● Task item: Give back exactly the lines spanning from the one containing "Update mainline NGINX to 1.13.4" to the final line of the records below, and no others.

● Material shown:
PR #187, opened 2017-08-09
Update mainline NGINX to 1.13.4

alessfg:


thresheek:
I think njs was also updated to 0.12, so some dockerfiles will fail.

alessfg:
Bumped NJS to 0.12. Dockerfiles are working now.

● Solution for this exercise:
Update mainline NGINX to 1.13.4

alessfg:


thresheek:
I think njs was also updated to 0.12, so some dockerfiles will fail.

alessfg:
Bumped NJS to 0.12. Dockerfiles are working now.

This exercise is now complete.